Theylan allowed himself a pause. “Now if you wish to start again and speak to me with the respect I am due, you will gain the same from me. You can either have me as a friend whom will take care of your people as my own, or continue your grievance mongering and see what that earns you. It makes no difference to me, other than I might well enjoy one more than I do the other.” He offered, with the faintest, coldest of smiles on his lips, his eyes gleaming with either mischief, or something far more sinister. “Compared to me, you are the Dirter, nay the 'tourist' here, so shall we try again?” The tone softer this time around.

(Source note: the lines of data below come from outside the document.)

PR #58, opened 2020-10-09
Adding GitHub Actions workflow

christinaholtNOAA:
My first attempt at adding a GitHub Actions workflow. 

This puts two grib files from HRRR in the repo using git-lfs. The tests are our standard set -- linting and pytest suite. I also updated the environment.yml to match our pygraf environment instead of the older verison of adb_grpaphics. 

I have no idea if this will work!


christinaholtNOAA:
There's a good chance that I need to merge this PR before the actions can be tested.... :(

cshartsough (approved):
Lots in here that's still over my head, but the parts I could see and work through look good.

Brian-Jamison:
I echo Craig's sentiments.

Brian-Jamison (approved):
Looks good!

PR #59, opened 2020-10-14
add precip type plot

cshartsough:
changes for Precip type plot.  Will need further commits to clean up legend code.  pylint expected to crash due to too many local variables.  Sample plots to follow.

### DIFF
--- a/adb_graphics/default_specs.yml
+++ b/adb_graphics/default_specs.yml
@@ -661,22 +661,22 @@ ptyp: # Hourly total precipitation
         linewidths: 0.5
     hatches:
       crain_sfc:
-        colors: ['green']
+        colors: [green]
         hatches: ['', '|||']
         labels: ['Rain']
         levels: [0., 0.1, 1.0]
       csnow_sfc:
-        colors: ['blue']
+        colors: [blue]
         hatches: ['', '---']
         labels: ['Snow']
         levels: [0, 0.9, 1.1]
       cfrzr_sfc:
-        colors: ['purple']
+        colors: [purple]
         hatches: ['', '///']
         labels: ['Freezing Rain']
         levels: [0, 0.5, 1.0]
       cicep_sfc:
-        colors: ['red']
+        colors: [red]
         hatches: ['', '\\\\']
         labels: ['Ice Pellets']
         levels: [0, 0.5, 1.0]
@@ -720,7 +720,6 @@ rh: # Relative Humidity
         linewidths: 0.6
     hatches:
       pres_sfc:
-#        alpha: 0
         hatches: ['...', '']
         levels: [0, 500]
   700mb:
@@ -732,7 +731,6 @@ rh: # Relative Humidity
         linewidths: 0.6
     hatches:
       pres_sfc:
-#        alpha: 0
         hatches: ['...', '']
         levels: [0, 700]
   850mb:
@@ -931,7 +929,6 @@ temp: # Temperature
         colors: grey
     hatches:
       pres_sfc:
-#        alpha: 0
         hatches: ['...', '']
         levels: [0, 500]
     ncl_name:
@@ -953,7 +950,6 @@ temp: # Temperature
         colors: grey
     hatches:
       pres_sfc:
-        alpha: 0
         hatches: ['...', '']
         levels: [0, 700]
     ncl_name:
@@ -973,7 +969,6 @@ temp: # Temperature
         linewidths: 0.6
     hatches:
       pres_sfc:
-#        alpha: 0
         hatches: ['...', '']
         levels: [0, 850]
   925mb:
@@ -986,7 +981,6 @@ temp: # Temperature
         linewidths: 0.6
     hatches:
       pres_sfc:
-#        alpha: 0
         hatches: ['...', '']
         levels: [0, 925]
   sfc:
--- a/adb_graphics/default_specs.yml
+++ b/adb_graphics/default_specs.yml
@@ -665,21 +665,25 @@ ptyp: # Hourly total precipitation
         hatches: ['', '|||']
         labels: [Rain]
         levels: [0, 1]
+        linewidths: 0.1
       csnow_sfc:
         colors: [blue]
         hatches: ['', '---']
         labels: [Snow]
         levels: [0, 1]
+        linewidths: 0.1
       cfrzr_sfc:
         colors: [purple]
         hatches: ['', '///']
         labels: [Freezing Rain]
         levels: [0, 1]
+        linewidths: 0.2
       cicep_sfc:
         colors: [red]
         hatches: ['', '\\\\']
         labels: [Ice Pellets]
         levels: [0, 1]
+        linewidths: 0.2
     ncl_name: APCP_P8_L1_GLC0_acc1h
     ticks: 0
     title: 1 hr Total Precip, Precip Type
--- a/adb_graphics/default_specs.yml
+++ b/adb_graphics/default_specs.yml
@@ -145,7 +145,7 @@ cape:
         linewidths: 0.6
     hatches:
       lpl_agl:
-        alpha: 0
+        alpha: 0.3
         hatches: ['///', '']
         levels: [50, 1000]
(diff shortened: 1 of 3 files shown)


cshartsough:
Pushed a small commit to fix the pylint error and it ran through the tests.  Could still use some changes in default specs, but works and gets through the tests.  Sample plots:
ptyp_sfc_f17
Screen Shot 2020-10-14 at 2 45 15 PM

Brian-Jamison:
Good job!  Lots of work here.  Just curious why linewidths for freezing rain and ice pellets are 0.5 but rain and snow are 0.2?  And does the line collection.set_linewidth(0.1) override this in maps.py?

adb_graphics/default_specs.yml
```diff
@@ -221,6 +221,12 @@ ceilexp2: # Ceiling - experimental no.2
     <<: *ceil
     ncl_name: CEIL_P0_L2_{grid}
     title: Ceiling (exp-2)
+cfrzr: # Categorical Freezing Rain
+  sfc:
+    ncl_name: CFRZR_P0_L1_GLC0
+cicep: # Categorical Ice Pellets
+  sfc:
+    ncl_name: CFRZR_P0_L1_GLC0
```
christinaholtNOAA, line 229: It would be helpful for consistency to add the "grid" template into each of the ncl_name entries you've added here and below.

adb_graphics/default_specs.yml
```diff
@@ -609,6 +621,50 @@ ptmp: # Potential temperature
...
+        hatches: ['', '---', '---']
+        levels: [0, 0.9, 1.1]
+      cfrzr_sfc:
+        colors: ['', 'purple']
+        hatches: ['', '///', '///']
+        levels: [0, 0.5, 1.0]
+      cicep_sfc:
+        colors: ['', 'red']
+        hatches: ['', '\\\\', '\\\\']
+        levels: [0, 0.5, 1.0]
```
christinaholtNOAA, line 662: It might be helpful to arrange these two lists (contours and hatches) in the same order. Now that I'm looking more closely at the code, too, I think we should turn them into actual lists of dicts. Do that by adding a "-" in front of the next heading level under hatches and contours. That _should_ preserve the order of the contours/hatches.

Would you also explore reducing these list to 2 elements? Perhaps the cutoff value and one larger? So, if it's binary, maybe:

```
- cicep_sfc:
  colors: red
  hatches: ['', '\\\\']
  levels: [0.9, 1.1]
```

If this is what it has to be...that's cool, too. This is mostly just my curiosity.

adb_graphics/figures/maps.py
```diff
@@ -301,11 +302,31 @@ def draw(self, show=False):
...
+            if self.field.short_name == 'ptyp':
+                plt.legend(handles=[mpatches.Patch(edgecolor='blue', facecolor='lightgrey', \
+                                                   label='Snow', hatch='----'), \
+                                    mpatches.Patch(edgecolor='red', facecolor='lightgrey', \
+                                                   label='Freezing Rain', hatch='\\\\\\\\'), \
+                                    mpatches.Patch(edgecolor='green', facecolor='lightgrey', \
+                                                   label='Rain', hatch='|||'), \
+                                    mpatches.Patch(edgecolor='purple', facecolor='lightgrey', \
+                                                   label='Ice Pellets', hatch='////')], \
+                                    loc=[0.25, 0.03])
```
christinaholtNOAA, line 329: There's quite a bit of duplicate information between here and the default_specs.yml file. 

You could handle the patches in a list as you loop over hatch_fields like this:
```
colors = field.contour_kwargs.pop('colors')
label = field.contour_kwargs.pop('label')
...
handles.append(mpatches.Patch(edgecolor=colors, facecolor='lightgrey', label=label, 
                             hatch=field.contour_kwargs.get('hatches')[-1])
...
if self.field.short_name == 'ptyp':
    plt.legend(handles=handles, loc=[0.25, 0.03])


```

You'd need to make an empty list for handles outside that loop: 

```
handles = []
```

christinaholtNOAA (commented):
The graphics look great. Excellent job figuring this whole thing out!

I have just a couple of things here that might help us out in the future. I am also a little bit concerned about the order of execution on dictionary items. We might not always get the same results.

adb_graphics/figures/maps.py
cshartsough: Thanks for your comments. Quick responses here, we can discuss in depth at the weekly mtg.

- the linewidths are all leftovers from testing, I had trouble figuring out widths of contour outlines vs widths of hatches.  I'll clean those up.

-  I'll add the {grid} templates to the new fields in default_specs

- I had read while looking at this that ordered dictionaries were now the default (starting with v3.7?), but can add the dashes to make sure, and match the hatch and contour orders.

- I was able to get the hatches color to one item, the hatches to two, but couldn't get the levels to work with less than three.  I can look more into why that is, maybe just a magic combination I haven't found yet.

- I had a loop over hatches/patches in my first commit (when we tested the new linter with intentional errors). To prevent the "TooManyLocalVariables" pylint error, I'll probably have to move this into its own method.

Brian-Jamison (approved):
Looks good!

adb_graphics/figures/maps.py
```diff
@@ -247,6 +248,7 @@ def _colorbar(self, cc, ax):
 
     @utils.timer
     def draw(self, show=False):
+    # pylint: disable=too-many-locals
```
christinaholtNOAA, line 251: Would you mind either adding this to the end of line 250 or indenting it to be consistent with the code inside the method? Either way is good.

adb_graphics/default_specs.yml
```diff
@@ -609,6 +621,54 @@ ptmp: # Potential temperature
...
+        colors: purple
+        levels: [0, 1]
+        linewidths: 0.5
+      cicep_sfc:
+        colors: red
+        levels: [0, 1]
+        linewidths: 0.5
+    hatches:
+      crain_sfc:
+        colors: ['green']
```
christinaholtNOAA, line 648: Can the colors be a string? Will we ever need to have multiples here? 

This change would likely need a change in line below...I'll leave a comment there, too.

adb_graphics/figures/maps.py
```diff
@@ -300,12 +302,29 @@ def draw(self, show=False):
...
         # correspond to a full field of contours.
         if self.hatch_fields:
+            handles = []
             for field in self.hatch_fields:
-                self._draw_field(ax=ax,
-                                 field=field,
-                                 func=self.map.m.contourf,
-                                 **field.contour_kwargs,
-                                 )
+                colors = field.contour_kwargs.get('colors', 'k')
```
christinaholtNOAA, line 307: There is a type mismatch in colors here. If you don't find a 'colors' key (list) in the dict, you get back a string by default.

adb_graphics/figures/maps.py
```diff
@@ -300,12 +302,29 @@ def draw(self, show=False):
...
+
+                cf = self._draw_field(ax=ax,
+                                      field=field,
+                                      func=self.map.m.contourf,
+                                      **field.contour_kwargs,
+                                      )
+
+                # For each level, we set the color of its hatch
+                for i, collection in enumerate(cf.collections):
+                    collection.set_edgecolor(colors[i % len(colors)])
```
christinaholtNOAA, line 321: This line is a bit odd. I'm not sure how many collections we are iterating over, but length of colors is 1 (as defined in the `default_specs.yml` entry), so we'd always get `colors[0]`.

If you change the entry in `default_specs.yml` to a string, you could change this line to just:
```
collection.set_edgecolor(colors)
```

That would get a bit more consistent solution between settings.

I will mention that if you set the `default_specs.yml` setting to a string like `green` you'd get something like `1 % 5 = 1` and `colors[1] = 'r'` which will be an unexpected result.

christinaholtNOAA (approved):
I really like this solution, Craig! Thanks for working through it! :)

I have just a couple small things I think would be nice fixes, if you don't mind.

"Thank you, Lieutenant th'Zohan," Meilin said graciously, "for reminding the good Rish captain that she is welcome to return her people to the void if our terms do not suffice to her satisfaction. But perhaps we can do better, for posterity's sake." Turning back to Bossa, she then straightened herself. "It seems to me that we are agreed: you receive valuable real estate in exchange for compliance with the station's administration; we perform safety inspections in exchange for free access to the Enclave; and we all continue to share one another's air and hospitality." Meilin spit into her palm and extended it to Bossa. "Let us seal it."

"You Fleeter's do things very strangely," Bossa said, and instead reached into a pocket and held out a tissue to Meilin. "I find it agreeable, even this blue skinned ice devil you bring to us to make with the barkin'. He's adorable, but I've seen Gorn who were more threatening. Vulcans, now they knew how to hide insults in their words. But Andorians, well, you bring hammer to to do a job eh?"

Theylan arched his eyebrow. "You seem to be under the impression that I hold my tongue to hide insults. On the contrary, I'm merely being polite." The Andorian bowed his head. "In deference to my superior of course. Pray that it never becomes time for that hammer to fall."

'Oh don't you worry none. Us Rish, well verse are we in avoiding the hit. Won't be the first time we've been run out of a colony, won't be the last. Its how we have fun," Bossa said with a wink to Theylan.

"There is one other thing," Meilin added near the end. "To finalize our trade today, I would request a few of your hydroponic specialists, as many as can be spared. Our Agricultural Dome suffered damage during transit and is in need of repair. In compensation, your workers may claim crop shares commensurate with their contribution."

"I find that agreeable, though I would want the terms of their service in writing to hold all of us to account. We work together, not for one but for all agreed?" Bossa said. "I will not be providing you workers in bondage for your fields, but we be working together so it's not like that is it?

"Compensation is compensation," Meilin said. "In the name of fostering mutual trust -- I'll provide you with a copy of the audio-visual recording of this entire exchange for safe-keeping."

"Good enough for me," Bossa said with a grin on her lips.

Meilin returned her smile with a subdued one of her own. "Excellent. Have your specialists report to me. They will require... clearance... before being given access to sensitive areas."

"I'll make sure they know to keep their hands in their pockets if that's what you're implying," Bossa said, that same grin on her lips.